PR #122, opened 2021-02-02
Add logging to writing of run directory

### LINKED ISSUE #115: Add logging to write_run_directory
Writing a run directory can take a while (often 5+ minutes for some of my cases) when there are many large assets. It would be useful if fv3config provided some logging statements that showed the progress of `write_run_directory` and signaled successful completion of that step.

oliverwm1:
This will aid in debugging if the `write_run_directory` command fails. It is also useful for monitoring, especially when many assets are being copied and `write_run_directory` takes minutes to complete.

Resolves #115 

Edit: also fixes an unrelated warning about importing from collections instead of collections.abc

### DIFF
--- a/HISTORY.rst
+++ b/HISTORY.rst
@@ -1,6 +1,10 @@
 History
 =======
 
+Latest
+------
+
+- Add logging to write_run_directory command
 
 v0.5.1
 ------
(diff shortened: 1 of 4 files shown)


rheacangeo (approved):
Excellent addition! In some situations I end up stuck in an infinite loop where write_run_directory copies the contents of pwd into the rundir/INPUTS dir and I haven't figured out what causes it. Logging might help and surely will help other situations as well!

● **Brief**: Return all of the data above verbatim.

● **Your response**:
PR #122, opened 2021-02-02
Add logging to writing of run directory

### LINKED ISSUE #115: Add logging to write_run_directory
Writing a run directory can take a while (often 5+ minutes for some of my cases) when there are many large assets. It would be useful if fv3config provided some logging statements that showed the progress of `write_run_directory` and signaled successful completion of that step.

oliverwm1:
This will aid in debugging if the `write_run_directory` command fails. It is also useful for monitoring, especially when many assets are being copied and `write_run_directory` takes minutes to complete.

Resolves #115 

Edit: also fixes an unrelated warning about importing from collections instead of collections.abc

### DIFF
--- a/HISTORY.rst
+++ b/HISTORY.rst
@@ -1,6 +1,10 @@
 History
 =======
 
+Latest
+------
+
+- Add logging to write_run_directory command
 
 v0.5.1
 ------
(diff shortened: 1 of 4 files shown)


rheacangeo (approved):
Excellent addition! In some situations I end up stuck in an infinite loop where write_run_directory copies the contents of pwd into the rundir/INPUTS dir and I haven't figured out what causes it. Logging might help and surely will help other situations as well!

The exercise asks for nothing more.